MILCDock was trained and tested on data from both the DUD-E and LIT-PCBA docking datasets. The DUD-E and LIT-PCBA datasets are commonly used for evaluating molecular docking methods. The DUD-E dataset consists of 102 protein targets associated with libraries of small molecules labeled as actives or decoys against their target. The LIT-PCBA dataset consists of 15 protein targets and a set of ~200,000 in vitro-tested compounds labeled as active or inactive.

An important difference between the two datasets is the type of compounds they contain. The DUD-E dataset contains active and decoy compounds, whereas the negatively labeled compounds in the LIT-PCBA dataset are experimentally verified as inactive. Decoy compounds are chemically similar to active compounds but are not experimentally verified.

The results showed improved performance over traditional molecular docking tools and other consensus docking methods on the DUD-E dataset. The LIT-PCBA targets proved to be difficult for all methods tested.

 

Screen Shot 2023-01-10 at 9.10.32 AM

Figure 2: Comparison of MILCDock to traditional docking methods on the DUD-E and LIT-PCBA datasets.
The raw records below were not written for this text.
PR #249, opened 2018-04-22
fix the error in is_palindrome

goswami-rahul:
fix the minor syntax error (indentation) in `strings/is_palindrome.py`


SaadBenn:
@goswami-rahul I added the string module at the same time you did.

goswami-rahul:
@SaadBenn we should merge this now.

Issue #247, opened 2018-04-22
Tests in directory tests 


christianbender:
[tests](https://github.com/keon/algorithms/tree/master/tests)  
If I ran the tests I get this kind of error message:  

> from search.binary_search import binary_search, binary_search_recur
ImportError: No module named 'search'

or   

> from array.delete_nth import delete_nth, delete_nth_naive
ImportError: No module named 'array.delete_nth'; 'array' is not a package

goswami-rahul:
@christianbender I think there is no `__init__.py` file in `array` and `search` module yet, that is why it is not recognized as a package.

danghai:
Hello @christianbender , could you give exact the command makes these error. 
btw, you miss the `__init__` in maths

danghai:
Thanks, that is all I am looking for

goswami-rahul:
@christianbender are you sure your branch is currently updated with the original repo?
Because your master branch is currently 220 commits behind this repo. Please update your fork, and try again if this error still shows up.

christianbender:
@goswami-rahul  My local branch on my machine is up to date. 
@danghai 
 > Hello @christianbender , could you give exact the command makes these error.
btw, you miss the __init__ in maths

I tried to ran any file. But this error (above) occures. In the example above I tried to ran the file ```test_search.py``` and the file ```test_array.py```.

danghai:
@christianbender  what is your command line?

christianbender:
@danghai @goswami-rahul  I'm a idiot! :angry: I started the files seperated ... :flushed: Now with the command ```python3 -m unittest discover tests``` it works perfect! :smirk:

PR #251, opened 2018-04-22
Fix test

danghai:
PR for fixing test #247


tests/test_array.py
```diff
@@ -1,16 +1,16 @@
...
-from array.longest_non_repeat import longest_non_repeat, longest_non_repeat_two
-from array.merge_intervals import Interval, merge_v2
-from array.missing_ranges import missing_ranges
-from array.move_zeros_to_end import move_zeros
-from array.plus_one import plus_one, plus_one_v2, plus_one_v3
-from array.rotate_array import rotate_v1, rotate_v2, rotate_v3
-from array.summary_ranges import summary_ranges
-from array.three_sum import three_sum
-from array.two_sum import two_sum
+from Array.delete_nth import delete_nth, delete_nth_naive
```
goswami-rahul: a better module name would be `arrays` for it.

tests/test_search.py
```diff
@@ -1,11 +1,11 @@
-from search.binary_search import binary_search, binary_search_recur
-from search.first_occurance import first_occurance
-from search.last_occurance import last_occurance
-from search.search_insert import search_insert
-from search.two_sum import two_sum, two_sum1, two_sum2
-from search.search_range import search_range
-from search.find_min_rotate import find_min_rotate, find_min_rotate_recur
-from search.search_rotate import search_rotate, search_rotate_recur
+from Search.binary_search import binary_search, binary_search_recur
```
goswami-rahul: no need to rename `search`, no built-in name `search`

goswami-rahul:
@danghai this issue was faced before also. I fixed it for some other modules in #146 . So, it would be better if we follow the same convention and rename `array` -> `arrays`. I didn't know about `array` module at time, that's why we are facing this name conflict now. see #146 .
and no need for `search` (I don't think there's a module named search??)

danghai:
I do not see any problem for `search` too, but #247 reports `search`

danghai:
Okay , I will update and merge it

Issue #241, opened 2018-04-21
Bit Manipulation: Some interesting questions


danghai:
1) **Flip Bit to win:** You have an integer and you can flip exactly one bit from a `0` to `1`. Write code to find the length of the longest sequence of `1s` you could create. 
For example:
Input: 1775 ( or: `11011101111`)
Output: 8 

2) **Conversion:** Write a function to determine the number of bits you would need to flip to convert integer A to integer B.
For example:
Input:  29 (or: `11101`), 15 (or: `01111`)
Output: 2

goswami-rahul:
Not sure about the first problem, but the second problem can be solved by first taking the `xor` of the two numbers, and then count the number of set bits in it.

SaadBenn:
Those are very interesting questions. @danghai 
Bit manipulation is something that I lack.

danghai:
@SaadBenn I create some questions in bit manipulation in PR #253 (It does not contain 2 questions in this issue). You can contribute by adding more algorithm to solve the problem, or get more bit manipulation question.

SaadBenn:
@danghai Thanks. I'll get back to adding more algorithms but at the moment I've some big assignments going on.

PR #253, opened 2018-04-23
Add some bit manipulation

danghai:
PR for adding some bit manipulation. 
Relate to #241


bit/has_alternative_bit.py
```diff
@@ -0,0 +1,31 @@
...
+Output: False because the binary representation of 7 is: 111.
+
+Input: 11
+Output: False because the binary representation of 11 is: 1011.
+
+Input: 10
+Output: True because The binary representation of 10 is: 1010.
+"""
+
+def has_alternative_bit(n):
```
goswami-rahul: This can also be done using bit mask in O(1). Should I commit that algo in this same PR?

goswami-rahul:
@danghai check out another method I added.

danghai:
@goswami-rahul Oh it is better my solution with O(1)

bit/has_alternative_bit.py
danghai: I merge your commit in my RP. Thanks

danghai:
It is good to merge now.

PR #260, opened 2018-04-27
add single_number3: find two elements that appear only once

keon:
Interesting problem I solved today :)
Single number series is actually really good for practicing bitwise operations, especially XOR.


danghai:
It is interesting question! I come up with another problem being harder. Find the two elements that appear only one. All the other elements may appear twice, thrice, ... ^^

SaadBenn:
Can we not do this with a dict? Loop through the list and add the count. Then loop again and return the result whose count is 1. Time complexity would be `O(2n)` == `O(n)` @keon

keon:
@SaadBenn 
That would be the best answer if there is no constraint.
but in this case using dict will make the space complexity O(N). we want O(1)

keon:
@danghai we would need a different approach then because XOR wouldn't work for numbers appearing odd number of times.

bit/single_number3.py
```diff
@@ -0,0 +1,49 @@
...
+    """
+    :type nums: List[int]
+    :rtype: List[int]
+    """
+    # isolate a+b from pairs using XOR
+    ab = 0
+    for n in nums:
+        ab ^= n
+
+    # isolate right most bit from a+b
```
goswami-rahul: @keon Shouldn't this be `a^b` ??

bit/single_number3.py
```diff
@@ -0,0 +1,49 @@
...
+    right_most = ab & (-ab)
+
+    # isolate a and b from a+b
```
goswami-rahul: here too?

keon: thanks, done!

bit/single_number3.py
keon: thanks, done!

PR #273, opened 2018-05-03
Update priority_queue.py

goswami-rahul:
- refactor `insert` and `delete` -> `push` and `pop`. Because `pop` seems more natural while returning the deleted item (rather than `delete`)
- `push` now takes data and priority(optional), and constructs a `PriorityQueueNode` inside the method for inserting. This simplifies the usage.
- used `collections.deque()` for O(1) popleft operation.
- add `__repr__` method.
(refer #271 )

### DIFF
--- a/queues/priority_queue.py
+++ b/queues/priority_queue.py
@@ -1,6 +1,10 @@
 """
-Implementation of priority queue
+Implementation of priority queue using linear array.
+Insertion - O(n)
+Extract min/max Node - O(1)
 """
+import collections
+
 
 class PriorityQueueNode:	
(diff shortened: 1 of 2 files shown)


SaadBenn:
Excellent job @goswami-rahul I'll take a look at it.

SaadBenn:
Your `push` method is so much better than mine and overall the code is more compact. I like it. Great job at refactoring. @goswami-rahul  I think it's good to merge now but I'll wait for @danghai.

goswami-rahul:
@danghai Thanks for the tests :)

MILCDock shows improved performance over traditional methods on the DUD-E dataset, but performance is more mixed on the LIT-PCBA dataset.

 

The researchers also found that DUD-E data, although biased, can be effective in training machine learning tools if care is taken to avoid the biases during training. This is an important consideration when using machine learning for virtual screening, as biases in the training data can lead to inaccurate predictions and hinder the success of drug discovery efforts.

Overall, MILCDock represents a significant advance in the use of machine learning for consensus docking, improving the accuracy and robustness of binding affinity predictions and enabling more efficient and effective virtual screening in drug discovery.